Rice-to-water Ratio for Basmati Rice
Ideally, you need 2 cups of Water for 1 cup of Basmati Rice. If you like it well cooked, maybe take it up to 2.5 cups. But the quantity of water can greatly vary based on the type of rice you use, and how old it is. Start with 1.5 cups and adjust up as needed.
What to serve Jeera Rice with?
Because this rice is so simple as is, it goes really well with pretty much any veggie or meat-based curries or even Dal. A popular combination is Jeera Rice and Dal Tadka. But you can also serve it with:
- Dal Makhani
- Pindi Chole
- Rajma Masala
- Paneer Tikka Masala (or just about any Paneer or Tofu gravy dish)
- Aloo Matar
- Pretty much any spicy gravy dish
- I even eat it with Pav Bhaji sabji many a time!
Can you make this ahead of time?
Yes! If you’re cooking for a large gathering, you can make this ahead of time and reheat it in the microwave in batches. Or if you’re planning to batch cook for the week, just store it in the refrigerator, and consume it within a week.
What are some variations of this Cumin Rice?
Once you’ve nailed the basic process of making jeera pulao, you can make so many different variations. Here are some ideas for you to think outside the box –
- After you add your aromatics (and before the rice), you can saute onions for extra flavor
- You can also add veggies to the dish (which will make it more a pulao than jeera rice, but delicious!)
- Swap cumin seeds for any other seeds like caraway, carom, sesame, flax, etc.
- Add frozen peas to the mix and you’ve got Matar Pulao
Can I make Jeera Rice with leftover cooked rice?

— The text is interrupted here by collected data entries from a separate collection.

Issue #1201, opened 2022-07-07
bake-hcl: add function to access current time / build time


tnaroska:
I was looking for a way to access the current time (or build time) in my docker-bake.hcl file but couldn't find an obvious way to do so.
There are some cty stdlib functions that work on timestamps (e.g. `timeAdd`, `formatDate`) but no obvious way to get the current time. I would suggest adding a wrapper function for `time.Now()` or maybe a builtin variable to access the build time.

Environment: 
```
buildx   v0.8.2
buildkit v0.10.3
```

PR #1214, opened 2022-07-18
bake: add timestamp function

jedevc:
Fix https://github.com/docker/buildx/issues/1201.

Terraform includes a `timestamp` function to get the current time. go-cty has imported a number of the timestamp functions to it's standard library in https://github.com/zclconf/go-cty/pull/37, however, this was one was not included:

> All but one of the "impure" functions fit into the cryptographic and filesystem categories I covered already anyway. The remaining one is timestamp, and I think it would be overkill to establish a new codebase just for that so maybe again it's sufficient to just copy-paste it into another application that needs it, as long as that application is prepared to deal with a function that doesn't return a stable result.

The result isn't fully stable, but user's should expect that, and can assign the result to a top-level variable and use that as a consistent timestamp throughout the file.

### DIFF
--- a/bake/hclparser/stdlib.go
+++ b/bake/hclparser/stdlib.go
@@ -1,12 +1,15 @@
 package hclparser
 
 import (
+	"time"
+
 	"github.com/hashicorp/go-cty-funcs/cidr"
 	"github.com/hashicorp/go-cty-funcs/crypto"
 	"github.com/hashicorp/go-cty-funcs/encoding"
 	"github.com/hashicorp/go-cty-funcs/uuid"
 	"github.com/hashicorp/hcl/v2/ext/tryfunc"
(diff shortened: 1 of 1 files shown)


crazy-max (approved):
SGTM

tonistiigi:
Shouldn't a "timestamp" be a number?

crazy-max:
> Shouldn't a "timestamp" be a number?

Strictly speaking I agree, but terraform returns a UTC timestamp string in RFC 3339 format: https://www.terraform.io/language/functions/timestamp

jedevc:
Personally I'd rather keep consistency with how terraform does this (since we also import a bunch of functions from their stdlib). But I do agree, I think as a variable would make more sense (even if it's not a number, but a RFC 3339 string).

tonistiigi (approved):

The process I’ve mentioned here is cooking. everything together in a Pan, including the tempering. But yes, you can also make Jeera Rice with leftover rice. fluff up the rice, make the tempering, and then add the rice, fry for a few minutes and that’s about it.
Here is a quick recipe video on how to make the Indian Cumin Rice (zeera rice) at home –
Jeera Rice in a Pan
- 1 cup Basmati Rice
- 1 Tbsp Cumin Seeds (Jeera)
- 1 inch Cinnamon Stick (dalchini)
- 2-4 pieces Cloves (laung)
- 1 piece Star Anise (chakra phool)
- 1 piece Bay Leaf (tej patta)
- 1 tsp Salt (adjust to taste)
- 1-2 pieces Green Chili, split (hari mirch)
- 1 tsp grated Ginger (adrak)
- 1 tsp minced Garlic (lehsun)
- 1 Tbsp Vegetable Oil or Ghee or Butter
- 1.5-2 cups Water (quantity differs based on type of rice you use)
- Wash Basmati Rice well until water runs clear. Soak rice in cold water for at least 30 minutes. This helps speeden the cooking time. Then discard the water.
- In a nonstick pan with high sides, heat oil/butter/ghee.
- Add whole spices (cinnamon, cloves, bay leaf, star anise) and let them turn aromatic. (about 30-60 seconds)
- Add the cumin seeds and fry for 20-30 seconds until the seeds bloom.
- Add the green chili, ginger and garlic and fry 30 seconds.
- Add the drained rice and saute until the rice dries out a bit.
- Add salt and water, bring it to a boil. Simmer to lowest heat, cover with a lid and cook for 15-18 minutes or until the rice is fully cooked through.
- Once the rice cools a bit, fluff up with a fork gently, without breaking it up. Discard the whole spices.
- Serve it hot with some spicy curry or Dal.
- Ideally, the water-to-rice ratio for Basmati Rice is 2:1, but the quantity can differ based on the type of rice, how old it is, and so on. So start with 1.5 cups, and adjust as needed.
- You can also use regular rice to make this recipe, just modify the water as needed.